Ever since the COVID-19 pandemic began, conversations about the tradeoffs between remote work and work in the office have intensified. These tradeoffs are usually framed in terms of power, preferences, and productivity. We talk about the power struggle when employee preferences and employer preferences conflict. We talk about how work arrangements affect the enterprise as a whole, and whether working from home works

 

These ways of framing the conversation have their place, but they don’t show the whole picture. For one thing, workers whose jobs can’t be done remotely often get ignored. Whenever the topic of remote work comes up, my carpenter/general contractor uncle quips, “They haven’t figured out how to make my job remote yet.”

 

For those of us who seek to follow Jesus, there’s another dimension to the conversation that we need to consider: How does where I work serve God’s purposes in the world? Does where I work make a difference in loving God and loving my neighbor?
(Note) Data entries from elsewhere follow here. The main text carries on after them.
PR #112, opened 2022-03-24
Add custom payload converter sample

lorensr:


README.md
```diff
@@ -71,6 +71,7 @@ Each directory in this repo is a sample Temporal project built with the [TypeScr
 - [**Patching**](https://docs.temporal.io/docs/typescript/patching/): Patch in new Workflow code when making updates to Workflows that have executions in progress in production.
 - [**Logging**](https://github.com/temporalio/samples-typescript/tree/main/logging-sinks): Use Sinks to extract data out of Workflows for logging/metrics/tracing purposes.
 - [**Instrumentation**](https://github.com/temporalio/samples-typescript/tree/main/instrumentation): Use a [winston](https://github.com/winstonjs/winston) logger to get logs out of all SDK components and get metrics and traces out of Rust Core.
+- [**Custom Payload Converter**](https://github.com/temporalio/samples-typescript/tree/main/ejson): Customize data serialization by creating a `PayloadConverter`.
```
bergundy, line 74: Maybe mention something about EJSON and supported types (like Date)

ejson/src/client.ts
```diff
@@ -0,0 +1,39 @@
...
+    dataConverter: { payloadConverterPath: require.resolve('./payload-converter') },
+  });
+  // @@@SNIPEND
+
+  // @@@SNIPSTART typescript-ejson-client
+  const user: User = {
+    id: uuid(),
+    // age: 1000n, BigInt isn't supported
+    hp: Infinity,
+    matcher: /.*Stormblessed/,
```
bergundy, line 18: Have you read them all??

ejson/src/payload-converter.ts
```diff
@@ -0,0 +1,5 @@
+// @@@SNIPSTART typescript-ejson-converter
+import { EjsonPayloadConverter } from './ejson-payload-converter';
+
+export const payloadConverter = new EjsonPayloadConverter();
```
bergundy, line 4: We might want to show how to use the composite converter here instead of just a single one.

ejson/src/ejson-payload-converter.ts
```diff
@@ -0,0 +1,54 @@
...
+export class EjsonPayloadConverter implements PayloadConverterWithEncoding {
+  public encodingType = 'ejson/plain' as EncodingType;
+
+  public toPayload(value: unknown): Payload | undefined {
+    if (value === undefined) return undefined;
+    let ejson;
+    try {
+      ejson = EJSON.stringify(value);
+    } catch (e) {
+      throw new UnsupportedEjsonTypeError(
```
bergundy, line 26: You should have returned `undefined` here and used the composite converter which throws.

bergundy (commented):
Sorry for the late review

ejson/src/client.ts
lorensr: Everything in the Cosmere but the graphic novels!

ejson/src/payload-converter.ts
lorensr: Ah, it doesn't support `undefined`. Will add

ejson/src/ejson-payload-converter.ts
lorensr: I think it makes sense as a descriptive error for the last converter in a composite—it's what we do in Json

ejson/src/client.ts
bergundy: I only read the first 3 in the Stormlight Archive

ejson/src/ejson-payload-converter.ts
bergundy: I thought we dropped that for JSON..
It makes it so you can't reorder the converters.

ejson/src/client.ts
lorensr: Number 4 is out, and I also really liked 2.5 and 3.5 (Edgedancer and Dawnshard)

ejson/src/ejson-payload-converter.ts
lorensr: I thought I had convinced you, but don't fully remember. I think having a good error message is more impt than ordering flexibility, but maybe we can put the error in Composite.

Right now the `Composite.toPayload @throws` is lying—it always returns a value or undefined. I don't remember if there was as reason for that, but if not, can change to throw descriptive error.

image

lorensr: If it threw, I think we'd just have to catch and use `undefined` in a lot of places—we could use a helper

lorensr: `@throws` isn't lying, sorry thought it was `UnsupportedTypeError`

bergundy: The composite converter should be the one that throws not JSON.
This was part of the review.
We should fix this issue before the next release.

lorensr: Fixed in https://github.com/temporalio/sdk-typescript/pull/558

activities-examples/package.json
```diff
@@ -24,13 +24,15 @@
   "dependencies": {
     "axios": "0.21.1",
     "node-fetch": "2.x",
-    "temporalio": "0.19.x"
+    "temporalio": "0.19.x",
+    "uuid": "^8.3.2"
```
joebowbeer, line 28: @lorensr move `uuid` to devDependencies?

lorensr: Ah thanks! https://github.com/temporalio/samples-typescript/pull/157

PR #118, opened 2022-04-03
Add encryption sample

lorensr:
Uses `@ronomon/crypto-async`, which unlike `crypto` does work in a thread pool. Used the same algorithm as Java and Go encryption samples, so it should be compatible, but I plan on adding tests to `sdk-features`.

`ts-ignore`ing due to bug in types, pending merge of https://github.com/DefinitelyTyped/DefinitelyTyped/pull/59580


encryption/.post-create
```diff
@@ -0,0 +1,20 @@
+To begin development, install Docker:
```
cretz, line 1: Do we have to have all of these files for every sample? If we want to change the content, will we be updating them all? Same goes for the dependencies in package.json, are we going to have to keep dozens of dependency files up to date? Neither Java nor Go samples have to.

encryption/README.md
```diff
@@ -0,0 +1,26 @@
+# Encryption
+
+Create a custom data converter that encrypts data with AES. See [encryption docs](https://docs.temporal.io/docs/typescript/data-converters#encryption).
+
+## Code
+
+- `EncryptionCodec`: [encryption-codec.ts](https://github.com/temporalio/samples-typescript/blob/main/encryption/src/encryption-codec.ts)
```
cretz, line 7: Can use relative paths here (granted unsure about npm, but I figure we aren't putting each sample there as its own project anyways)

cretz (approved):

encryption/.post-create
lorensr: We have a lot of config files like this that are duplicated in git. Some have modifications, in which case they're excluded from the pre-commit copy script: 

https://github.com/temporalio/samples-typescript/blob/main/.scripts/copy-shared-files.mjs

Separate `package.json`s so they work standalone, eg via our command-line tool, `npx @temporalio/create@latest --sample hello-world`

lorensr: Better design would be for each directory have a `.copy-config` file, rather than listing them in the script

PR #131, opened 2022-04-12
use nanoid for workflow ids

### LINKED ISSUE #110: [ Documentation request ]  Better workflowId generator
# Brief description

I suggest _**not**_ using `random * 1000` to generate workflow IDs in the documentation and sample code. For example:

```JavaScript
workflowId: 'wf-id-' + Math.floor(Math.random() * 1000),
```

This appears in two samples and a blog:

* https://github.com/temporalio/samples-typescript/blob/main/hello-world/src/client.ts#L21
* https://github.com/temporalio/samples-typescript/blob/main/grpc-calls/src/client.ts#L5
* https://github.com/temporalio/documentation/blob/master/blog/2022-02-28-temporal-rest.md?plain=1#L57

In only one instance is there a disclaimer comment:

```JavaScript
// in practice, use a meaningful business id, eg customerId or transactionId
```

Note that these IDs are required to be unique among open workflow executions in the same namespace.

Calculating the odds of a collision is solving the generalized birthday problem. With 1000 IDs to choose from, there's a 50% chance of a collision after generating 38 IDs, and a greater than 99% chance of collision after generating 100 IDs. (Assuming `random` is random.)

#  Your recommended content

1. I think the disclaimer should always be present.
1. If an ID generator is used in these samples, I suggest using something better than `random * 1000`, as I expect this snippet will end up being copied further. Use NanoID, UUID, or similar? Or just `'my-business-id'`?

vkarpov15:
Fix #110

## What was changed

Replaced `Math.random()` with [nanoid](https://www.npmjs.com/package/nanoid) for randomized Workflow ids.

## Why?

I prefer to use randomized workflow ids in samples because I like to be able to run a sample multiple times when figuring out what it does. If a sample has a hard-coded workflow id, that sample will throw an error if you try to run it multiple times, unless you change the id yourself.

As @joebowbeer pointed out, using `Math.random()` to generate workflow ids is bad practice. The risk of collisions is too high for a production application. And our samples shouldn't imply otherwise.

Or, to put the same question another way: Where does my work make a difference?

 

In addition to considering power, preferences, and productivity, we need to consider presence. Our choice of where to work can be framed as a choice of where to be present. Choosing to provide the most loving presence we can may lead us to work from home or to work in person, depending on the priorities God has entrusted to our care. When we choose our tradeoffs based on pursuing deeper union with God himself, we’ll find the right place to work.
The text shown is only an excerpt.